Unsere Fotos - Bilderseiten - zeigen Ausschnitte aus dem Festumzug
und vom"Bunten Umzug" am Montag
Schützenfest begann mit Gedenkfeier am Ehrenmal
Redaktion: W. Kippenberg Nach dem Abholen der Vereine und Verbände und anschließendem Abholen der Schützenkönige begann die Gedenkfeier am Ehrenmal in Gittelde. Pastor Dietmar Schmidt-Pultke ging auf die Tradition ein, mit einer Feier am Ehrenmal das Gittelder Schützenfest zu beginnen. Wir können uns darüber freuen, dass Kapellen über die Ländergrenzen hinweg uns zum Fest den Marsch blasen, so der Pastor. Es ist schön mit Freunden aus Tirol und Beek en Donk (Niederlande) dieses Fest in Freundschaft und Harmonie zu feiern. Zugleich finde er es gut, mit den Freunden aus dem Ausland unserer Gefallenen zu gedenken und zugleich sich gemeinsam zu freuen, dieses Fest in Frieden und Freiheit gemeinsam zu feiern.

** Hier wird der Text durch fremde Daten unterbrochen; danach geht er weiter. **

PR #1371, opened 2026-09-21
Add data export import design docs

mrproliu:


docs/design/0.12.0/data-export-import/README.md
```diff
@@ -0,0 +1,1381 @@
...
+
+Native import records progress per part, tracking successful and missing target nodes separately. Native indexes and property record the whole blob, with no part level. CSV records a cursor per split file, where `EOF` means the file is fully processed.
+
+| Time | Action | Persist |
+|---|---|---|
+| Native: before opening a stream | Set `inflight[worker] = {unit, kind, partID, nodes, isRetry}` | Write |
+| Native: after the response | Clear `inflight[worker]`; add successful nodes to `done[].nodes`, failed ones to `missing` | Write |
+| CSV: before a checkpoint range | Set `inflight[worker] = {unit, slice, fromRecord, records}` | Write |
+| CSV: after each successful batch in a range | Update the in-memory cursor only | No forced disk write |
+| CSV: when a checkpoint range completes | Clear `inflight[worker]`, write the cursor to `done[].slices[slice]` | Write |
```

Vorsitzender Hans-Heinrich Knocke und sein Stellvertreter Jan Kristen legten im stillen Gedenken ein Blumengesteck am Ehrenmal nieder.
Groß war die Teilnahme der Bevölkerung an dieser Gedenkfeier am Ehrenmal.
Nach der Gedenkfeier marschierten die Teilnehmer dieser Feier am Ehrenmal an mit Fahnen und Girlanden festlich geschmückten Häusern zum Festplatz. Dies ist die richtige Einstimmung für das große Fest, das alle drei Jahre im Wechsel mit den Gemeinden Badenhausen und Windhausen gefeiert wird.